IP電話乗っ取り高額請求事件にようやく進展があったようです。
IP電話乗っ取り被害の一部、NTT東西が返金
インターネットを使う「IP電話」が乗っ取られて勝手に国際電話をかけられる問題で、NTT東日本、西日本は6日、既に請求した高額な国際電話料金の一部について、「料金相当額を負担する」と発表した。事実上の返金となる。(読売新聞)
なんとこれまでの被害は約120件、総額約7,000万円以上(NTT東日本が約90件・約5,500万円、NTT西日本が約20件・約1,600万円)とのこと。

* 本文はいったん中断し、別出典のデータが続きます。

PR #925, opened 2020-10-28
[generator] Only add directives with valid locations

smyrick:
### :pencil: Description
When generating a schema you can have an annotation on any part of the schema, assuming you haven't set the Target, so if you are restricting the directive locations to only specific places they may still be added to the schema and then fail generation as they are added to invalid locations. While this could be viewed as a customer error, this is more of an issue with graphql-kotlin because we can have input and output objects with the same directives and things like the KeyDirective from federation are only valid on output. So in that case we shouldn't fail if someone uses the type as input elsewhere, it will still not be marked as a federation type for the input

### :link: Related Issues
Copy changes from https://github.com/ExpediaGroup/graphql-kotlin/pull/924 to the master branch

### DIFF
--- a/graphql-kotlin-schema-generator/src/main/kotlin/com/expediagroup/graphql/generator/types/generateDirective.kt
+++ b/graphql-kotlin-schema-generator/src/main/kotlin/com/expediagroup/graphql/generator/types/generateDirective.kt
@@ -21,7 +21,7 @@ import com.expediagroup.graphql.generator.extensions.getPropertyAnnotations
 import com.expediagroup.graphql.generator.extensions.getSimpleName
 import com.expediagroup.graphql.generator.extensions.getValidProperties
 import com.expediagroup.graphql.generator.extensions.safeCast
-import graphql.introspection.Introspection
+import graphql.introspection.Introspection.DirectiveLocation
 import graphql.schema.GraphQLArgument
 import graphql.schema.GraphQLDirective
 import java.lang.reflect.Field
@@ -33,7 +33,7 @@ import com.expediagroup.graphql.annotations.GraphQLDirective as GraphQLDirective
 internal fun generateDirectives(
     generator: SchemaGenerator,
     element: KAnnotatedElement,
-    location: Introspection.DirectiveLocation,
+    location: DirectiveLocation,
     parentClass: KClass<*>? = null
 ): List<GraphQLDirective> {
     val annotations = when {
@@ -47,10 +47,10 @@ internal fun generateDirectives(
         .map { getDirective(generator, it) }
 }
 
-internal fun generateFieldDirectives(generator: SchemaGenerator, field: Field): List<GraphQLDirective> =
+internal fun generateEnumValueDirectives(generator: SchemaGenerator, field: Field): List<GraphQLDirective> =
     field.annotations
         .mapNotNull { it.getDirectiveInfo() }
-        .filter { it.directiveAnnotation.locations.contains(Introspection.DirectiveLocation.ENUM_VALUE) }
+        .filter { it.directiveAnnotation.locations.contains(DirectiveLocation.ENUM_VALUE) }
         .map { getDirective(generator, it) }
 
 private fun getDirective(generator: SchemaGenerator, directiveInfo: DirectiveInfo): GraphQLDirective {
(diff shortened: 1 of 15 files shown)


graphql-kotlin-schema-generator/src/main/kotlin/com/expediagroup/graphql/generator/types/generateSubscription.kt
```diff
@@ -38,6 +39,10 @@ internal fun generateSubscriptions(generator: SchemaGenerator, subscriptions: Li
             throw InvalidSubscriptionTypeException(kClass)
         }
 
+        generateDirectives(generator, subscription.kClass, DirectiveLocation.OBJECT).forEach {
+            subscriptionBuilder.withDirective(it)
+        }
+
```
smyrick, line 45: This is also a bug fix as we were not adding directives on subscriptions

graphql-kotlin-schema-generator/src/main/kotlin/com/expediagroup/graphql/generator/types/generateQuery.kt
```diff
@@ -32,7 +33,7 @@ internal fun generateQueries(generator: SchemaGenerator, queries: List<TopLevelO
             throw InvalidQueryTypeException(query.kClass)
         }
 
-        generateDirectives(generator, query.kClass).forEach {
+        generateDirectives(generator, query.kClass, DirectiveLocation.OBJECT).forEach {
```
smyrick, line 36: The location for queries, mutations, and subscriptions is `OBJECT`. The other locations `QUERY`, `MUTATION`, `SUBSCRIPTION` are for client query directives

graphql-kotlin-schema-generator/src/main/kotlin/com/expediagroup/graphql/generator/types/generateDirective.kt
```diff
@@ -29,20 +30,27 @@ import kotlin.reflect.KClass
...
+    parentClass: KClass<*>? = null
+): List<GraphQLDirective> {
     val annotations = when {
         element is KProperty<*> && parentClass != null -> element.getPropertyAnnotations(parentClass)
         else -> element.annotations
     }
 
     return annotations
         .mapNotNull { it.getDirectiveInfo() }
+        .filter { it.directiveAnnotation.locations.contains(location) }
```
dariuszkuc, line 46: should we fail if someone attempts to add directive on invalid location? guess it might be tricky in case of input/output objects that can be represented by the same class

graphql-kotlin-schema-generator/src/main/kotlin/com/expediagroup/graphql/generator/types/generateDirective.kt
```diff
@@ -29,20 +30,27 @@ import kotlin.reflect.KClass
...
         .map { getDirective(generator, it) }
 }
 
 internal fun generateFieldDirectives(generator: SchemaGenerator, field: Field): List<GraphQLDirective> =
     field.annotations
         .mapNotNull { it.getDirectiveInfo() }
+        .filter { it.directiveAnnotation.locations.contains(Introspection.DirectiveLocation.ENUM_VALUE) }
```
dariuszkuc, line 53: shouldn't this be `DirectiveLocation. FIELD_DEFINITION` or `DirectiveLocation. INPUT_FIELD_DEFINITION`?

dariuszkuc: looks like it is invoked from enum generator -> should we pass it explicitly instead?

smyrick: The name `generateFieldDirectives` is referring to the fact that enum values are of type `java.lang.reflect.Field`. If we did make it an argument it would just always be the value `ENUM_VALUE`

graphql-kotlin-schema-generator/src/main/kotlin/com/expediagroup/graphql/generator/types/generateDirective.kt
smyrick: That is what we are doing today. So with this change the directive will just not appear in the schema. If someone wants to catch that at Kotlin compile time they should update the `annotation class` `@Target`

graphql-kotlin-schema-generator/src/main/kotlin/com/expediagroup/graphql/generator/types/generateDirective.kt
dariuszkuc: this seems misleading then - lets either rename the method name OR make the location type an argument

smyrick: Updated

dariuszkuc (approved):

PR #926, opened 2020-10-30
[client 3.x.x] update ScalarConverter included in 3.x.x to accept any objects (#819)

benimario:
### :pencil: Description
ScalarConverter included in 3.x.x still accepts only String.

### :link: Related Issues
#819


dariuszkuc:
Thank you for raising this but unfortunately we won't be able to merge it into `3.x.x` branch. As per https://github.com/ExpediaGroup/graphql-kotlin/pull/819 this is a major breaking change which according to semantic versioning requires new major version (i.e. `4.x.x`). Change is already available on the current `4.x.x` branch.

Issue #921, opened 2020-10-27
Catch Mutation name collision on generation


dragonazz:
Hello Friends, 
First of all, I'm very thankful to your great library,
we are building our application peacefully with your library

**Is your feature request related to a problem? Please describe.**
When there are Mutation functions with same name, we found that the order in which SchemaGenerator reads depens on the build environment.

In our case,
we have two classes, 'AutoSaveMutation', 'SaveMutation'
They both have function named 'save'

When I build the application on windows10, schema-generator reads 'SaveMutation' first and 'AutoSaveMutation' is aborted
and When I build it on linux(centos 7, ubunto 15) ,schema-generator read 'AutoSaveMutation'

**Describe the solution you'd like**

I would be great if schema-generator finds out such name collision at the boot time and give us warning for it.

**Additional context**

Build Environment - Windows
- Window10
- adoptopenjdk11
- gradle 6.7
- kotlin 1.3.72

Build Environment - linux
- centos 7.7
- adoptopenjdk11
- gradle 6.7
- kotlin 1.3.72

Runtime Environment 
- centos 7.7
- adoptopenjdk11

Thank you

smyrick:
You can not have a mutation with the same name in two different classes that implement the `Mutation` marker interface. Regardless of what order the library reads your beans in it is still an invalid schema.

I don't see why you want want to know that you have a invalid schema at startup time instead of at compile time. You want to catch the errors as soon as possible. Can you clarify a bit more on why you would want to ignore the exceptions?

dariuszkuc:
@smyrick it sounds like there is an issue with current logic that will just overwrite the previous entry -> i.e. https://github.com/ExpediaGroup/graphql-kotlin/blob/master/graphql-kotlin-schema-generator/src/main/kotlin/com/expediagroup/graphql/generator/types/generateMutation.kt#L48 we are processing number of different files and adding fields to the builder (we do the same thing for the query and subscription). We might need to validate whether field already exist before adding it to the root type.

dragonazz:
Thanks @dariuszkuc  ,
Your explanation is correct.

Two classes that implement the mutation and have the same function name do not cause any errors at compile time, 
So, If Schema-generator finds such schema error at building schema, It would be very helpful to write proper schema.

smyrick:
Ok, I see. Yep this is definitely a good enhancement we should add. PRs are always welcome if this is urgent to discuss possible solutions

dragonazz:
[...]

PR #928, opened 2020-11-03
feat: catching field name collision on schema generation

dragonazz:
### :pencil: Description

Since Operation types (mutation, mutation, subscription) can be implemented in plural classes, there are chances to make mistake by implementing plural operation classes with same function name. 
This PR catches such grammar errors on schema generation.

### :link: Related Issues

Resolves https://github.com/ExpediaGroup/graphql-kotlin/issues/921

### DIFF
--- a/graphql-kotlin-schema-generator/src/main/kotlin/com/expediagroup/graphql/generator/types/generateMutation.kt
+++ b/graphql-kotlin-schema-generator/src/main/kotlin/com/expediagroup/graphql/generator/types/generateMutation.kt
@@ -17,6 +17,7 @@
 package com.expediagroup.graphql.generator.types
 
 import com.expediagroup.graphql.TopLevelObject
+import com.expediagroup.graphql.exceptions.ConflictingFieldsException
 import com.expediagroup.graphql.exceptions.InvalidMutationTypeException
 import com.expediagroup.graphql.generator.SchemaGenerator
 import com.expediagroup.graphql.generator.extensions.getValidFunctions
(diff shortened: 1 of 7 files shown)


graphql-kotlin-schema-generator/src/main/kotlin/com/expediagroup/graphql/generator/types/generateMutation.kt
```diff
@@ -46,6 +47,9 @@ internal fun generateMutations(generator: SchemaGenerator, mutations: List<TopLe
             .forEach {
                 val function = generateFunction(generator, it, generator.config.topLevelNames.mutation, mutation.obj)
                 val functionFromHook = generator.config.hooks.didGenerateMutationField(mutation.kClass, it, function)
+                if (mutationBuilder.hasField(functionFromHook.name)) {
```
dariuszkuc, line 50: wondering whether we should keep mapping of fields to file names - it would provide much more meaningful error message but wondering whether this extra complexity is needed

@smyrick any thoughts?

dragonazz: At first, I also considered keeping mapping information, but it is too much unnecessary code only for error message,

or We could just build the type builder and get the definition, but I don't think this is appropriate neither.

smyrick: I think this is straight forward enough to just fail on first conflict

smyrick (approved):

smyrick:
Thank you for the contribution @dragonazz! 🥳

PR #937, opened 2020-11-12
fix(spring-server): adding credentials by default

libetl:
### :pencil: Description
Hello,

My brand uses a security context provided by cookies.
When opening the playground from a first party domain name (from the domain name having the graphql endpoints),
I want to have the auth cookie sent to the server without having to specify it in the "http headers" section of the playground

### :link: Related Issues
auth and graphql-kotlin jira tickets in my brand.


smyrick:
Looks fine to me, if you need further customization we could also override the existing bean: https://github.com/ExpediaGroup/graphql-kotlin/blob/ef9fd7d641e87d75e768c0b0c81e93397a7cde9b/graphql-kotlin-spring-server/src/main/kotlin/com/expediagroup/graphql/spring/PlaygroundRouteConfiguration.kt#L33

smyrick (approved):

PR #950, opened 2020-11-30
fixes typo and adds tests for subscription (context)

gerald24:
### :pencil: Description
Small typo in the subscription code constant and adds an example unit test

### :link: Related Issues
N\A


smyrick (approved):

smyrick:
This is a breaking change since the import is updated. Will have to keep in the 4.x.x release

PR #1016, opened 2021-01-15
[examples] use proper junit5 method order

dariuszkuc:


smyrick (approved):

smyrick:
And if course it still failed...

I don't know at that m this point. It is still executing subscription code.

We may need to add more debug logs to the test and server code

ここまで多くの被害が出ているのにもかかわらず約款にて全額請求、支払わなければ電話停止という対応を取っていたNTT東西。総務省の指導があってようやく重い腰を上げたのでしょうか?
IP電話乗っ取られる被害、強制遮断を要請へ 総務省
「IP電話」を乗っ取られ、多額の国際電話代を請求される被害が多発していることから、総務省は6日、通信会社に対し、不審な通信に気づいたら強制的に回線を切ることを求める方針を決めた。乗っ取りに気づいていない利用者の被害額が膨らむのを防ぐねらいだ。総務省が、7日にも通信業界に要請する。(朝日新聞デジタル)

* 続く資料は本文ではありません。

PR #1019, opened 2021-01-17
[server] support batch requests

dariuszkuc:
### :pencil: Description

Add support for handling both individual GraphQL requests (current) as well as batch requests (new) that specify a list of `GraphQLRequest`s in their HTTP body. Single context is created for batch requests and each one of the requests has to provide valid response.

### :link: Related Issues

N/A

### DIFF
--- a/servers/graphql-kotlin-server/src/main/kotlin/com/expediagroup/graphql/server/execution/GraphQLServerRequest.kt
+++ b/servers/graphql-kotlin-server/src/main/kotlin/com/expediagroup/graphql/server/execution/GraphQLServerRequest.kt
@@ -16,11 +16,19 @@
 
 package com.expediagroup.graphql.server.execution
 
-/**
- * A generic server interface that handles parsing the specific server implementation request to a [GraphQLServerRequest].
- * If the request is not valid return null.
- */
-interface GraphQLRequestParser<Request> {
+import com.expediagroup.graphql.types.GraphQLRequest
 
-    suspend fun parseRequest(request: Request): GraphQLServerRequest<*>?
-}
+/**
+ * GraphQL server request abstraction that provides a convenient way to handle both single and batch requests.
+ */
+sealed class GraphQLServerRequest<T : Any>(val request: T)
+
+/**
+ * Wrapper that holds single GraphQLRequest to be processed within an HTTP request.
+ */
+class GraphQLSingleRequest(graphQLRequest: GraphQLRequest) : GraphQLServerRequest<GraphQLRequest>(graphQLRequest)
+
+/**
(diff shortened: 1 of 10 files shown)


dariuszkuc:
Running against example Spring app

// request
```json
[
    {
        "query": "query AnimalQuery {\n  animal(type: CAT) {\n    sound\n    ... on Cat {\n      ignoreEveryone\n    }\n    ... on Dog {\n      doSomethingUseful\n    }\n  }\n}",
        "operationName": "AnimalQuery"
    },
    {
        "query": "query RandomQuery { generateRandomId generateRandomUUID generateNullableNumber }",
        "operationName": "RandomQuery"
    }
]
```

// response
```json
[
    {
        "data": {
            "animal": {
                "sound": "meow",
                "ignoreEveryone": "ignore everyone"
            }
        }
    },
    {
        "data": {
            "generateRandomId": "093927e9-385f-441d-8d74-2e731ccd6085",
            "generateRandomUUID": "434e9bf7-a3fc-4aaf-a88b-df020d158dd6",
            "generateNullableNumber": 0
        }
    }
]
```

servers/graphql-kotlin-server/src/main/kotlin/com/expediagroup/graphql/server/execution/GraphQLServerRequest.kt
```diff
@@ -0,0 +1,9 @@
+package com.expediagroup.graphql.server.execution
+
+import com.expediagroup.graphql.types.GraphQLRequest
+
+sealed class GraphQLServerRequest<T: Any>(val request: T)
+
+class GraphQLSingleRequest(graphQLRequest: GraphQLRequest) : GraphQLServerRequest<GraphQLRequest>(graphQLRequest)
```
smyrick, line 7: Should we move these to `graphql-kotlin-types` to be used by clients as well?

dariuszkuc: I'm still playing around with the client batching but I don't think it will make much sense to do - I used sealed class so I can have single return type from the request parser method. While we could potentially follow the same on the client, I'm wondering if there is any benefit of using the extra wrapper over just

```kotlin
client.execute(request) // single
client.execute(listOf(request1, request2)) // batch

// or a vararg
client.execute(request1, request2)
```

Currently we also do not use the `GraphQLRequest` in the clients due to the difference in `variables` field definition - in server we want to access those as a generic map, on server we want to send `Any` (so it will serialize to a generic map).

smyrick (approved):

NTT東西は、これまで2営業日ほどかかった国際通話停止の手続きも7月下旬からは、申し込みの当日中に止めるとのこと。
全額返金ではないので注意
NTT東西は、「利用者が国際通話を停止を求めて、停止になるまでの期間に発生した被害」に限定して返金に応じるとのことなので、停止依頼していない期間に被った被害は対象外。被害に遭っても大丈夫というわけではありませんので、IP電話・ひかり電話の乗っ取り対策はしっかり行っておいたほうがよいでしょう。
通信の秘密の遵守や約款が最優先なのか?
そもそもIP電話乗っ取りでの通信状態は人間が行う範囲を超えています。
ある被害例では、3日間に1回30秒ほどの通話を1万5,000回。単純計算すると1時間に200回、1分間に3回電話をかけていることになる。こんなこと人が物理的に出来るようなことではない、あきらかに異常な状態であることがわかるはずです。
憲法が定める「通信の秘密」を守る義務から、通信会社は無断で利用者の通話内容を監視したり、回線を切ったりすることができない。だが、IP電話の被害は、利用者が気づかないことが多い。総務省は、通信会社が乗っ取られた可能性が高いと判断すれば、回線を止めても違法性は問われないと判断した。(朝日新聞デジタル)
これは、総務省の判断が妥当でしょう。明かな異常事態というのは、例外扱いするべきで、それを平時の規則に当てはめて対応というのは、むしろ公序良俗に反する行為のようにも思われます。
もちろん悪質な犯人が一番悪いのですが、電話もインターネット網で利用する時代なので、通信会社も利用者もセキュリティに対して一層の留意が必要なのかもしれません。